Richtig gut hat uns gefallen, wie die Aufgaben logisch ineinandergreifen, wodurch die genretypisch hohe Linearität nie zum Störfaktor wird. Besonders gut gelingt das, weil einige Aktionen auch "unvollständig" möglich sind. Logisch erscheinende Aktionen können von Robert und der zeitweise ebenfalls steuerbaren Laura also öfters schon ausgeführt werden, obwohl noch irgendetwas fehlt. Anstelle eines minderhilfreichen Kommentars oder dem einfachen Ablehnen der Aktion, wie es manch anderes Adventures tut, veranschaulicht euch das Spiel auf meist sehr gekonnte Art, was noch fehlt, um das Vorhaben erfolgreich umsetzen zu können. Genreeinsteiger müssen deshalb keine Angst vor frustrierenden Hängern haben, zumal es kaum echte Kopfnüsse gibt. Notfalls hilft ohnehin die spielinterne Hinweisfunktion. Dort findet ihr übersichtlich die einzelnen Ziele aufgelistet und könnt euch per Mausklick zunehmend konkretere Hinweise auf die korrekte Vorgehensweise holen. Damit sorgt The Inner World auch dafür, dass sich Genreerfahrene nicht ganz so schwer damit tun, im Falle eines Hängers oder nach einer längeren Spielpause auch mal einen Blick in die Hinweise zu wagen. Wie die alten Invisiclues Marke Infocom werdet ihr zunächst nur sachte in die richtige Richtung gestoßen – der Rätselspaß bleibt erhalten.
Fast jede größere Aktion im Spiel wird in Form von Zwischensequenzen visualisiert, die deutlich näher am Geschehen dran sind und den auf den ersten Blick groben Charakteren eine facettenreiche Animationsvielfalt geben.
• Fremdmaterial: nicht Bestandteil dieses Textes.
PR #657, opened 2026-08-07
Lrpar codegen

ratmice:
I think this is probably as reviewable as I'm going to manage to make this large of a patch.
The basic idea behind this patch is to have a kind of "functional pipeline", for doing code generation,

`(SrcEnv?, BuildEnvArgs) -> BuildEnv? -> Codegen(SrcEnv, BuildEnv) -> rust_code?`

A bit of an oversimplification, as there are some other minor details...

1. `BuildEnvArgs` is kind of a minimalist equivalent of the current builder, it's just full of `Option` values.
2. `BuildEnv` is full of `derived` values, it mostly strips off the `Option`, but it also contains values like `ASTWithValidityInfo` that are derived from all the other args.
3. `Codegen` then owns the `YaccGrammar`, `StateTable` and `StateGraphs`, which you can take ownership of after generating code.

This may not be totally perfect basis for traits and external usage, for example it currently returns `Box<dyn Error>` instead of typed errors. But it should be a pretty faithful conversion of the existing process, into a more targeted/self contained module.

### DIFF
--- a/lrpar/src/lib/codegen.rs
+++ b/lrpar/src/lib/codegen.rs
@@ -1,11 +1,11 @@
 #![deny(unfulfilled_lint_expectations)]
 #![expect(dead_code)]
 
-use std::{error::Error, fmt, marker::PhantomData, path::Path};
+use std::{error::Error, fmt, hash::Hash, marker::PhantomData, path::Path};
 
 use crate::{
     LexerTypes, RecoveryKind, RustEdition, SerialisationFormat, Visibility,
-    ctbuilder::{ERROR, indent},
+    ctbuilder::{CTConflictsError, ERROR, FixIntConfig, VarIntConfig, indent},
     diagnostics::{DiagnosticFormatter, SpannedDiagnosticFormatter},
 };
 
@@ -14,7 +14,9 @@ use cfgrammar::{
     header::{GrmtoolsSectionParser, Header, HeaderValue},
     yacc::{YaccGrammar, YaccKind, ast::ASTWithValidityInfo},
 };
-use lrtable::{StateGraph, StateTable};
+
+use lrtable::{Minimiser, StateGraph, StateTable, from_yacc};
+use wincode::SchemaWrite;
 
 pub(crate) struct ParserSrcEnv<'a> {
     src: &'a str,
@@ -328,6 +330,103 @@ where
 
     pub(crate) fn yacc_kind(&self) -> YaccKind {
         self.ast_with_validity_info.yacc_kind()
+    }
+
+    pub(crate) fn code_generator(
+        &self,
+        src_env: &ParserSrcEnv,
+        timestamp: &str,
+    ) -> Result<ParserCodegen<LexerTypesT>, Box<dyn Error>> {
+        let grm = match YaccGrammar::<LexerTypesT::StorageT>::new_from_ast_with_validity_info(
+            &self.ast_with_validity_info,
+        ) {
+            Ok(grm) => grm,
+            Err(errs) => {
+                let mut out = String::new();
+                out.push_str(&format!(
+                    "\n{ERROR}{}\n",
+                    src_env.yacc_diag().file_location_msg("", None)
+                ));
+                for e in errs {
+                    out.push_str(&indent(
+                        "     ",
+                        &src_env.yacc_diag().format_error(e).to_string(),
+                    ));
+                    out.push('\n');
+                }
+                return Err(ErrorString(out).into());
+            }
+        };
+
+        let (sgraph, stable) = from_yacc(&grm, Minimiser::Pager)?;
+        if self.cache_args.error_on_conflicts
+            && let Some(c) = stable.conflicts()
+        {
+            match (grm.expect(), grm.expectrr()) {
+                (Some(i), Some(j)) if i == c.sr_len() && j == c.rr_len() => (),
+                (Some(i), None) if i == c.sr_len() && 0 == c.rr_len() => (),
+                (None, Some(j)) if 0 == c.sr_len() && j == c.rr_len() => (),
+                (None, None) if 0 == c.rr_len() && 0 == c.sr_len() => (),
+                _ => {
+                    let conflicts_diagnostic = src_env.yacc_diag().format_conflicts::<LexerTypesT>(
+                        &grm,
+                        self.ast_with_validity_info.ast(),
+                        c,
+                        &sgraph,
+                        &stable,
+                    );
+                    return Err(Box::new(CTConflictsError {
+                        conflicts_diagnostic,
+                        phantom: PhantomData,
+                        #[cfg(test)]
+                        stable,
+                    }));
+                }
+            }
+        }
+
+        Ok(ParserCodegen {
+            grm,
+            stable,
+            sgraph,
+            timestamp: timestamp.to_string(),
+        })
+    }
+}
+
+impl<LexerTypesT> ParserCodegen<LexerTypesT>
+where
+    LexerTypesT: LexerTypes,
+    usize: num_traits::AsPrimitive<LexerTypesT::StorageT>,
+    LexerTypesT::StorageT: 'static
+        + fmt::Debug
+        + Hash
+        + num_traits::PrimInt
+        + SchemaWrite<FixIntConfig, Src = LexerTypesT::StorageT>
+        + SchemaWrite<VarIntConfig, Src = LexerTypesT::StorageT>
+        + num_traits::Unsigned,
+    LexerTypesT: LexerTypes,
+{
+    pub(crate) fn grm(&self) -> &YaccGrammar<LexerTypesT::StorageT> {
+        &self.grm
+    }
+
+    pub(crate) fn stable(&self) -> &StateTable<LexerTypesT::StorageT> {
+        &self.stable
+    }
+
+    pub(crate) fn sgraph(&self) -> &StateGraph<LexerTypesT::StorageT> {
+        &self.sgraph
+    }
+
+    pub(crate) fn finish(
+        self,
+    ) -> (
+        YaccGrammar<LexerTypesT::StorageT>,
+        StateGraph<LexerTypesT::StorageT>,
+        StateTable<LexerTypesT::StorageT>,
+    ) {
+        (self.grm, self.sgraph, self.stable)
     }
 }
 
--- a/lrpar/src/lib/codegen.rs
+++ b/lrpar/src/lib/codegen.rs
@@ -1,23 +1,32 @@
 #![deny(unfulfilled_lint_expectations)]
 #![expect(dead_code)]
 
-use std::{error::Error, fmt, hash::Hash, marker::PhantomData, path::Path};
+use std::{
+    any::type_name,
+    error::Error,
+    fmt::{self, Write},
+    hash::Hash,
+    marker::PhantomData,
+    path::Path,
+};
 
 use crate::{
     LexerTypes, RecoveryKind, RustEdition, SerialisationFormat, Visibility,
-    ctbuilder::{CTConflictsError, ERROR, FixIntConfig, VarIntConfig, indent},
+    ctbuilder::{
+        ACTION_PREFIX, CTConflictsError, ERROR, FixIntConfig, VarIntConfig, indent, make_generics,
+    },
     diagnostics::{DiagnosticFormatter, SpannedDiagnosticFormatter},
 };
 
 use cfgrammar::{
-    Location, Span,
+    Location, Span, Symbol,
     header::{GrmtoolsSectionParser, Header, HeaderValue},
     yacc::{YaccGrammar, YaccKind, ast::ASTWithValidityInfo},
 };
 
 use lrtable::{Minimiser, StateGraph, StateTable, from_yacc};
 use proc_macro2::TokenStream;
-use quote::{ToTokens, TokenStreamExt, quote};
+use quote::{ToTokens, TokenStreamExt, format_ident, quote};
 use wincode::SchemaWrite;
 
 pub(crate) struct ParserSrcEnv<'a> {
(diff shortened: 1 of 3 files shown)


lrpar/src/lib/codegen.rs
```diff
@@ -0,0 +1,1258 @@
...
+const GLOBAL_PREFIX: &str = "__GT_";
+const ACTIONS_KIND: &str = "__GtActionsKind";
+const ACTIONS_KIND_PREFIX: &str = "Ak";
+const ACTIONS_KIND_HIDDEN: &str = "__GtActionsKindHidden";
+
+pub(crate) struct ParserSrcEnv<'a> {
+    src: &'a str,
+    // We store the path here so we can generate a module name from it if needed.
+    // But should never use it for filesystem interaction within this module.
+    path: &'a Path,
```
ltratt: I _think_ that in some future use-cases we might not even have a `Path` for a given input (e.g. if it's from stdin or a buffer in memory)? If so, I wonder if we should just make this `Option<String>` for the path? [Maybe not for this PR, but as a simple follow-up.] That might avoid a (borderline-but-not-quite pathological) case where the `Path` disappears and we don't get a valid pathname out of it later.

lrpar/src/lib/codegen.rs
```diff
@@ -0,0 +1,1258 @@
...
+    diagnostics: SpannedDiagnosticFormatter<'a>,
+    header: Header<Location>,
+}
+
+pub(crate) struct ParserBuildEnvArgs<'a> {
+    /// This allows the parser to originate from from a pre-parsed AST, rather than
+    /// parsing a grammar definition given as source string into an AST.
+    ast_originated: Option<&'a ASTWithValidityInfo>,
```
ltratt: I ideally wondered if there are only two routes to us getting the AST: pre-parsed AST or string. I think "there are only those two routes" but perhaps I'm being narrow-minded!

Either way, I wondered if we could maybe tweak this field name a bit. Maybe just `ast_validity_info` with a docstring like "If the input came from a preparsed AST, this will be `Some`"?

lrpar/src/lib/codegen.rs
```diff
@@ -0,0 +1,1258 @@
...
+        self
+    }
+    pub(crate) fn warnings_are_errors(mut self, warnings_are_errors: bool) -> Self {
+        self.warnings_are_errors = warnings_are_errors;
+        self
+    }
+}
+
+impl<'a> ParserSrcEnv<'a> {
+    pub(crate) fn new_with_defaults(
```
ltratt: Will there ever be another `new` method? Should we just call this `new`?

lrpar/src/lib/codegen.rs
```diff
@@ -0,0 +1,1258 @@
...
+                "Required values were missing from the header: {}",
+                missing_keys.join(", ")
+            )
+            .into())
+        } else {
+            Ok(())
+        }
+    }
+
+    fn extract_ast_validation(
```
ltratt: Any reason to prefix these methods with `extract_`? I'm not saying it's wrong, but I wondered if it has more semantic implication than is immediately obvious to me. I also suspect these should document that they mark headers as used?

lrpar/src/lib/codegen.rs
```diff
@@ -0,0 +1,1258 @@
...
+                        break;
+                    }
+                    stem = new_stem;
+                }
+                format!("{}_y", stem)
+            }
+        }
+    }
+
+    pub(crate) fn build_env<LexerTypesT>(
```
ltratt: Dumb question: could/should this ever be called more than once? If "no" should this consume `self`?

lrpar/src/lib/codegen.rs
```diff
@@ -0,0 +1,1258 @@
...
+            cache_args: args,
+            recoverer,
+            serialisation_format,
+            mod_name,
+            phantom_storaget: PhantomData,
+        })
+    }
+}
+
+impl<'a, LexerTypesT> ParserBuildEnv<'a, LexerTypesT>
```
ltratt, line 402: Given that this is struct is private to the crate, I wondered if these getter methods are serving a useful purpose?

lrpar/src/lib/codegen.rs
```diff
@@ -0,0 +1,1258 @@
...
+{
+    pub(crate) fn grm(&self) -> &YaccGrammar<LexerTypesT::StorageT> {
+        &self.grm
+    }
+
+    pub(crate) fn stable(&self) -> &StateTable<LexerTypesT::StorageT> {
+        &self.stable
+    }
+
+    pub(crate) fn take_parser(
```
ltratt: This one's interesting because it consumes `self`. Why/when do we use it in that way?

lrpar/src/lib/codegen.rs
```diff
@@ -0,0 +1,1258 @@
...
+            _ => unreachable!(),
+        };
+
+        let additional_decls = if let YaccKind::Original(YaccOriginalActionKind::GenericParseTree) =
+            build_env.yacc_kind()
+        {
+            // `lrpar::Node`` is deprecated within the lrpar crate, but not from within this module,
+            // Once it is removed from `lrpar`, we should move the declaration here entirely.
+            Some(quote! {
+                        #[allow(unused_imports)]
```
ltratt: We can probably dedent this a bit (`cargo fmt` doesn't tend to deal well with macros, so we often have to do it by hand).

lrpar/src/lib/codegen.rs
ratmice: I originally had it named `new`, but changed it in case we want  a method new like so:

```
pub fn new(src, path) -> Self {
   self.new_with_defaults(src, path, Header::new())
}
```

The thought was that this could allow us to make `Codegen` public without making `Header` public,
the public API though would only be usable with grammars that have filled out grmtools sections.
And wouldn't allow specifying default values via the header. So a little less flexible than what the builder can do, but something.

ltratt: Maybe this method should be `new_with_header`?

lrpar/src/lib/codegen.rs
ratmice: I *think* we kind of need something here stdin, e.g. we derive the default `mod_name` from it, and error formatting will need some label for error printing, I do think it could be a string though.

e.g. often in the case of `stdin` this will just be the text "stdin" or something to that effect, for instance the gnu assembler will use the text "standard input"

```
$ echo bad_instruction | as -
Assembler messages:
{standard input}:1: Error: no such instruction: `bad_instruction'
```

Part of the difficulty with turning it into string then is also that `SpannedDiagnosticFormatter::new()` accepts a path, but it seems like maybe despite it's convenience the diagnostic formatter might not actually belong in the `SrcEnv`, if we just derive a module name from it we should be able to turn it into a string.

lrpar/src/lib/codegen.rs
ratmice: That works for me.

lrpar/src/lib/codegen.rs
ratmice: I had meant to rename these `resolve_` but I forgot, is resolve any better?
Essentially these are resolving them to some final/absolute value, from all the possible ways they could have defaults set for them.

lrpar/src/lib/codegen.rs
ratmice: I think calling it more than once would be a waste and inefficient, there is seems no actual harm in it though.
(I should say, there is no reason to, but there is no reason it couldn't either)

However his can't really consume `self` though:
`Codegen::generate()` and many functions (all error handling) after `build_env` require a `&ParserSrcEnv` reference. I didn't really think about this, and whether `BuildEnv` should take ownership of the `SrcEnv` after the call to `build_env` though.

lrpar/src/lib/codegen.rs
ratmice: This is for the return values to `CTParserBuilder::build` we construct a `CTParser` from it in the `Ok` case.
And I think we need to take ownership of the `StateTable` and `StateGraph` for `CTConflictsError` in some of the error cases too.

lrpar/src/lib/codegen.rs
ratmice: So, the only real vital getter that I recall is `fn ast_validation` it is vital, because that that is how we get the list of warnings, to error from `warnings_are_errors` in `CTParserBuilder`.

A lot of the other getters are less vital, the reason they were added was that I couldn't keep into `self` while codegen was partially migrated from `CTParserBuilder` to `codegen`, where we didn't have access to the private variables from outside the module.

But what that does mean, is that if we have an external `Codegen` trait, that the `ParserCodegen` struct could be derived from an external source. So if we *did* make it public, there are getters for all the things needed by the codegen module itself.

I don't exactly know about trait boundaries and the like given that e.g. `BuildEnv::code_generator` actually returns a `CodeGen` whether that would make it impossible to use with some external codegen impl.

That was my thinking behind keeping them anyways.

lrpar/src/lib/codegen.rs
ratmice: Definitely a better name.

lrpar/src/lib/codegen.rs
ratmice: FWIW, it looks like `Codegen::generate` also uses it for error handling.
One thing to note though is what I said in the PR description:

> This may not be totally perfect basis for traits and external usage, for example it currently returns Box<dyn Error> instead of typed errors.

As an example `nimbleparse_lsp` wants to send spans directly to the editor, so it wants a totally separate error formatting code than tools like `nimbleparse` or `CTParserBuilder`.

Perhaps that changes things.

ratmice: So, it appears that not all of these errors actually have typed errors (aren't coming from a `YaccGrammarError`).

For instance the following error, I'm not exactly certain why this error is only being caught so late.
It's the only one that can happen during `generate(...)`, and so is why we need to pass in a `src_env`.
https://github.com/softdevteam/grmtools/blob/3a9d88f0c7bb22b29a891224659940ec408a3b89/lrpar/src/lib/ctbuilder.rs#L1659-L1663

I'm assuming if we can't catch it earlier for some reason, we could always add a `CodegenError` type?

lrpar/src/lib/codegen.rs
ratmice: Should be fixed in [9694268](https://github.com/softdevteam/grmtools/pull/657/commits/9694268c5b6814cfc7502ba91ff67dedfac96f44)

lrpar/src/lib/codegen.rs
ratmice: I went ahead and renamed these `resolve_*` in [e53376e](https://github.com/softdevteam/grmtools/pull/657/commits/e53376ef28a64ea580ce8819a0f0d11a27160dc3) and docs added in [c452dd4](https://github.com/softdevteam/grmtools/pull/657/commits/c452dd472ed55aed73c930d2c27ef25834a0990a).

Let me know if you prefer/can think of a better naming scheme

lrpar/src/lib/codegen.rs
ratmice: Renamed in [c0330c6](https://github.com/softdevteam/grmtools/pull/657/commits/c0330c68231ca6be8daff349da329f3dd9cfcbcb)

lrpar/src/lib/codegen.rs
ratmice: I did this also renaming the `ast_validation()` method in [b29e3a4](https://github.com/softdevteam/grmtools/pull/657/commits/b29e3a4fb89fbcd031384e7a89f641f8f65128d2). I also noticed a couple of places that we could use the shorter `yacc_kind()` method instead (It just calls `ast_with_validity_info.yacc_kind()` so there is no change.

lrpar/src/lib/codegen.rs
ratmice: I *think* that the reason this is caught so late, was that long ago `GrammarAST` could be constructed manually (without a `YaccKind`), and you could create a `YaccGrammar` from that. Thus there was nowhere to know whether or not an action type was required or not, because by that point the `yacc_kind` was lost.

There seems multiple places we could do it, but I might gravitate towards passing the `YaccKind` in as a parameter to `complete_and_validate`? Though perhaps not, I don't immediately see how to get the actiontype from the ast, ~because the `YaccParser.global_actiontype` is outside the AST~. There is the `Rule.actiont`, which global_actiontype gets cloned into for `YaccKind::Original`, and part of the rule syntax for `YaccKind::Grmtools`.

ratmice: FWIW, there was more error handling in `gen_user_actions` I hadn't noticed regarding action code like `$var` parsing during `gen_user_actions`.

I *do* think it'll probably end up needing a `enum CodegenError`, just for *other* kinds of errors though
for separating `YaccGrammarError` from those originating from `proc_macro2`, etc.
So I don't know if we absolutely *need* to catch these earlier?

lrpar/src/lib/codegen.rs
ratmice: I was wondering if `fn finish(self) -> (YaccGrammar, StateGraph, StateTable)` or `finished` might be a better
name, since technically it's taking more than just the parser?

I don't know if it's really finishing or finalizing anything, but maybe it conveys better that we're done with `self` and taking ownership of all the interesting values.

lrpar/src/lib/codegen.rs
ltratt: Sorry, I wasn't very clear! What I mean is: if we _only_ use this for a later mod name, we could create the mod name here, rather than carry around a `Path`.

lrpar/src/lib/codegen.rs
ltratt: I've confused myself as to whether this could be `self` now! :)

lrpar/src/lib/codegen.rs
ltratt: Fair enough!

lrpar/src/lib/codegen.rs
ratmice: I don't think we can quite yet, still working on it. Got to move all the `yacc_diag()` back out into `CTParserBuilder`, and make sure there isn't any more `yacc_diag()` usage inside `codegen`.
We've gotten rid of the major impediment I've looked at so far though.

The next issue is we don't really have a public error type conflicts, `CTConflictsError` is private and basically just a wrapper around a formatted string. But nothing like `YaccGrammarError` which is a typed error with spans.

Edit: It seems like rather than wrapping this in an error it might be better to just borrow `lrtable::Conflicts` from the `ParserCodeGen`, and forgo the error.

There is [lrtable::Conflicts](https://docs.rs/lrtable/latest/lrtable/statetable/struct.Conflicts.html) which isn't an error though. I think there is probably still a decent amount of work left before we can make this take `self`. The only other issue I see is that `HeaderError<Span>` may need to be a bit more public, which is currently `#[doc(hidden)]` for errors in `%grmtools` sections, that seems like it might be reasonable though. 

The stuff that is left seems like it might be easier to do on top of the codegen patch than on master (saves us from introducing code only to move it later)?

lrpar/src/lib/codegen.rs
ratmice: That makes sense, so once we've removed `SpannedDiagnosticsFormatter` I think that should work!

lrpar/src/lib/codegen.rs
ratmice: Oh, I forgot to answer your question here.

it is correct that "There are only two routes"

lrpar/src/lib/codegen.rs
ratmice: I should ask, the rest of the work to remove the `diagnostics` field from `ParserSrcEnv` is going to require a rebase on top of PR #659 

Let me know whether you prefer this to be done on top of a new PR, or rebasing this one.

Edit: FWIW I've kind of got a plan that doesn't require rebasing (since the code changed in master is all moving in this PR, we can just manually update the moved code). This branch will temporarily lack some error checking, but unless that perturbs the testsuite it seems like it should merge fine. It seems like the easiest thing but if it doesn't work out we can just rebase.

ratmice: I did manage to switch it to `self` in [9039f51](https://github.com/softdevteam/grmtools/pull/657/commits/9039f518ceebf25bd90586747e04baa3231b70e1) and the commits leading up to that.

I did run into one other borrow of `src_env` which I had forgotten about, but just moved that variable into `build_env`.

lrpar/src/lib/codegen.rs
ratmice: There was one more usage of the path, just an entry in the cache, which gets lossily converted to string (before and after), I just did that early while creating `build_env` rather than while generating the cache string now.

Should be fixed in [f158c51](https://github.com/softdevteam/grmtools/pull/657/commits/f158c51c85b1827660eaf0c71fb716bb86542e46)

ratmice:
My attempt to avoid conflicts didn't work (We modified lines that are removed too!),
 so this'll need a rebase or reopening as a new PR.

But this does run though `cargo test`, despite some errors are temporarily panics, because it doesn't have the error handling we moved into cfgrammar.

lrpar/src/lib/ctbuilder.rs
```diff
@@ -1078,717 +922,19 @@ where
...
-                })
-            } else {
-                None
-            };
-
-        let mod_name =
-            match syn::parse_str::<proc_macro2::Ident>(mod_name) {
-                Ok(s) => s,
-                Err(e) => return Err(format!(
-                    "CTParserBuilder::mod_name(\"{}\") is not a valid rust identifier due to '{}'",
```
ratmice, line 1125: So I think ideally we'd be able to retain some mention of `CTParserBuilder` in this error text, which
in my patch series we've lost, to me it indicates that `mod_name` might want to be routed through `Header`, so it can pick up a `location` of `CTParserBuilder` or so.

There seem like a number of places in this patch where the origin of some error condition might be improved, but I'm hesitant to try and do too much/everything in this specific series.

lrpar/src/lib/codegen.rs
ltratt: I agree, that's clearer.

lrpar/src/lib/codegen.rs
ltratt: Should we just flat out say "modname" (or similar here) rather than sort-of-pretending it's a `Path` (even though we've now stored it as a `String`)?

lrpar/src/lib/codegen.rs
ltratt: Works for me!

lrpar/src/lib/ctbuilder.rs
ltratt: I agree: we don't have to do everything in one go.

ltratt:
I suspect it's worth merging `master` in as a merge commit sooner rather than later, as it'll make the eventual rebase easier.

lrpar/src/lib/codegen.rs
ratmice: Oops, looks I'd changed the one in `ParserBuildEnv`. We could turn this into two fields:

```
/// A potential modname derived from a path name, only used if `mod_name` is unspecified.
default_modname: String,
/// The path name has an entry (`GRAMMAR_PATH`) in the cache, this should only be used for that.
path_name_cache_entry: String,
```

I guess my question is in the constructor it's probably easier to take a `Path`, and derive these two fields from it. Or have a separate constructor that takes both these fields as strings. I guess we could also turn the cache entry into an option and take an `Option<Path>` to the constructor?

ratmice: I did the best I could think of in [b7decac](https://github.com/softdevteam/grmtools/pull/657/commits/b7decacdf4e34ce72f5d59490694eb425b33b9f7) how do you feel about that?

ratmice:
I'm actually not really worried about the rebase, since all the conflicts should be of the form `delete both the incoming and current changes` (probably famous last words). But will try and figure out how to merge master without rebasing.

I believe that [5143009](https://github.com/softdevteam/grmtools/pull/657/commits/514300994372939469608b3bc1bea2888b6d88e5) should bring it in line with the current master branch

lrpar/src/lib/codegen.rs
ratmice: Changed to `finish` in [57cd704](https://github.com/softdevteam/grmtools/pull/657/commits/57cd70483b0a1c2fc87379c7004880ae101c99ff)

lrpar/src/lib/codegen.rs
ltratt: Aha, I hadn't thought about the cache name! I actually like the split above, even though in one sense it's mildly wasteful, it'll stop future me from forgetting about the two very different uses.

ltratt:
I think we're probably ready to squash?

ratmice:
I think so, but I wanted to think given all the simplifications we've done, whether we can move back to the more simpler model like we started with with `lrlex` (or if we'd want to).

I think it might be feasible now to have the two-phase thing, but I kind of like the `SrcEnv`, `BuildEnv` split, and the differences between errors are pretty stark. (e.g. `Span` on errors only happens in `SrcEnv` which makes sense).
I think we'd basically have to squash those errors together in the same type to go back to the two phase approach.
But if we ignore that, now that we aren't borrowing both the `SrcEnv` and the `BuildEnv` it seems like it could be possible combine them?

I'd like to mull that over a bit, hear what you think first.

ltratt:
Taking a step back is always a good idea if it might help us reach a better decision. I'm a little bit unsure about the best way ahead, as I admit I've slightly muddled myself in the detail.

ratmice:
I think *if* it's going to work, basically we'd be combining the `ParserSrcEnv` and `ParserBuildEnv` struct fields,
then we'd move the `ParserSrcEnv::build_env` function into `ParserSrcEnv::new_with_header` and make that return a `Result<Self, ParserSrcEnvError>`. 

So, `ParserSrcEnv` would now build a `ASTWithValidationInfo` on `new`. Then we could put the `code_generator` method on that. We maybe could keep the error split by having different errors returned by `new_with_header` and `code_generator` on the same type.

But I *think* it might allow us to squash those two types together. I believe the main reason I had to separate them is we needed to borrow `ParserSrcEnv::yacc_diag()`, and then also borrow `ParserBuildEnv::ast_with_validation_info()`, but we removed the former.

That said, I do kind of like how this current patch is structured in the sense that building a src env, and a build env, etc seems like a logical sequence.

Edit: There is probably a simple way we can test this by making a constructor on `ParserBuildEnv` that internally calls `ParserSrcEnv::new_with_header().build_env()` I'll play around with the idea tomorrow

ratmice:
So, I did end up quickly testing that out, and it does work but it didn't really spark joy, mostly because I had forgotten about the `args` parameter to the constructor, which it has to bring in too.

```
    pub(crate) fn new_with_header(
        src: &'a str,
        path: Option<&Path>,
        header: Header<Location>,
        args: ParserBuildEnvArgs<'a>,
    ) -> Result<ParserBuildEnv, ParserSrcEnvError> {
        ParserSrcEnv::new_with_header(src, path, header).build_env(args)
    }
```

It is perhaps one less type we have to make public, but the construction progression doesn't seem to feel nearly as nice.

ltratt:
I tend to agree.

ratmice:
Working on squashing, but it might take me a bit before I can get the history into nice shape.
Just doing minor commits that make the history look better.

Because in the back and forth some code got moved around that we can clean up...

ratmice:
@ltratt I squashed and moved some commits around to hopefully make it somewhat reasonable.
I would have kind of liked to have gotten rid of the [1208709](https://github.com/softdevteam/grmtools/pull/657/commits/120870942ac193bb179b9dfb16f17f2d37a76471) commit entirely,
but it seemed like it was going to be way too much effort to fit that into all the rest of the patches.

Does that seem okay to you, or keep working on it?

ltratt:
Perfection is for the next life: if we're confident that this moves us in the right direction overall, I'm fine with it! So, ready to merge I think?

ratmice:
I think so, it feels like a step in the right direction and isn't committing us to any API surface yet.

ltratt:
Agreed!

ratmice:
Thanks, I'll start working on a version of the lrlex patches using the same overall structure. 
Before I start working on making anything public, I should get a version of nimbleparse-lsp
up to speed for test out the code generation API in practice.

Schöner Comic-StilÄhnlich wie die meisten Daedalic-Adventures ist das Konkurrenzprodukt The Inner World ein 2D-Adventure in Zeichentrickgrafik. Die Hintergründe und Spielfiguren selbst wirken auf unseren Screenshots etwas grob, in Bewegung aber ist das anders. Es gibt nur sehr wenige Aktionen, die nicht vollständig und liebevoll visualisiert sind, in unzähligen Fällen kommen sogar kürzere oder mittellange Zwischensequenzen zum Einsatz. Die sind richtig schön gemacht und bringen durch den Zoom auf die Charaktere Abwechslung zur typischen Beobachter-Perspektive, wie sie in den meisten 2- oder 2,5D-Adventures zum Einsatz kommt.

Schade ist dabei eigentlich nur, dass ein paar dieser Comicsequenzen akustisch abfallen. Während etwa in einer normalen Spielszene im Wurzelwald diverse Hintergrundgeräusche zu hören sind, herrscht in einer der kürzeren Cutscenes Totenstille – von ein paar Soundeffekten und der Sprachausgabe mal abgesehen. Ist der Einspieler vorbei, sind die Hintergrundgeräusche wieder da. Das ist allerdings nur seltener der Fall und tritt vor allem auch nur in den kürzeren Animationssequenzen auf.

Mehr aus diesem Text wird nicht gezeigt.